Record set START

PR #1637, opened 2026-09-10
fix(git): keep commits without file changes when only `exclude_paths` is set

kristof-mattei:
## Description

When using `exclude_paths`, still include empty commits.

## Motivation and Context

I created an empty marker commit to evoke a change in version number, however, since I had `exclude_paths` set, this PR did not contribute to the new version number. 

I marked this as a bug fix because this change still satisfies the existing documentation:

https://git-cliff.org/docs/configuration/git/#:~:text=exclude%5Fpaths%20is%20an%20optional%20array%20of%20glob%20patterns%2E%20Commits%20that%20only%20modify%20files%20matching%20these%20patterns%20will%20be%20excluded%20from%20the%20changelog

> `exclude_paths` is an _optional_ array of glob patterns. Commits that **only** modify files matching these patterns will be excluded from the changelog.

Since an empty commit does NOT modify ANY files, it does not modify ANY files in the `exclude_paths`, and thus should be included. 

## How Has This Been Tested?

* Added tests
* Tested build locally to verify

N/A

## Types of Changes

- [ ] Other 

## Checklist:

  - [x] `cargo test`

### DIFF
--- a/git-cliff-core/src/repo.rs
+++ b/git-cliff-core/src/repo.rs
@@ -380,6 +380,10 @@ impl Repository {
                 })
             }
             (None, Some(exclude_pattern)) => {
+                // don't exclude empty commits
+                if changed_files.is_empty() {
+                    return true;
+                }
                 // check if the commit has at least one changed file that does not
                 // match all exclude patterns.
                 changed_files.iter().any(|path| {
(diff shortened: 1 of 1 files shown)


orhun (approved):
thanks!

Record set END

To do: The records above need copying again. Keep each word as it is.

Task output:
PR #1637, opened 2026-09-10
fix(git): keep commits without file changes when only `exclude_paths` is set

kristof-mattei:
## Description

When using `exclude_paths`, still include empty commits.

## Motivation and Context

I created an empty marker commit to evoke a change in version number, however, since I had `exclude_paths` set, this PR did not contribute to the new version number. 

I marked this as a bug fix because this change still satisfies the existing documentation:

https://git-cliff.org/docs/configuration/git/#:~:text=exclude%5Fpaths%20is%20an%20optional%20array%20of%20glob%20patterns%2E%20Commits%20that%20only%20modify%20files%20matching%20these%20patterns%20will%20be%20excluded%20from%20the%20changelog

> `exclude_paths` is an _optional_ array of glob patterns. Commits that **only** modify files matching these patterns will be excluded from the changelog.

Since an empty commit does NOT modify ANY files, it does not modify ANY files in the `exclude_paths`, and thus should be included. 

## How Has This Been Tested?

* Added tests
* Tested build locally to verify

N/A

## Types of Changes

- [ ] Other 

## Checklist:

  - [x] `cargo test`

### DIFF
--- a/git-cliff-core/src/repo.rs
+++ b/git-cliff-core/src/repo.rs
@@ -380,6 +380,10 @@ impl Repository {
                 })
             }
             (None, Some(exclude_pattern)) => {
+                // don't exclude empty commits
+                if changed_files.is_empty() {
+                    return true;
+                }
                 // check if the commit has at least one changed file that does not
                 // match all exclude patterns.
                 changed_files.iter().any(|path| {
(diff shortened: 1 of 1 files shown)


orhun (approved):
thanks!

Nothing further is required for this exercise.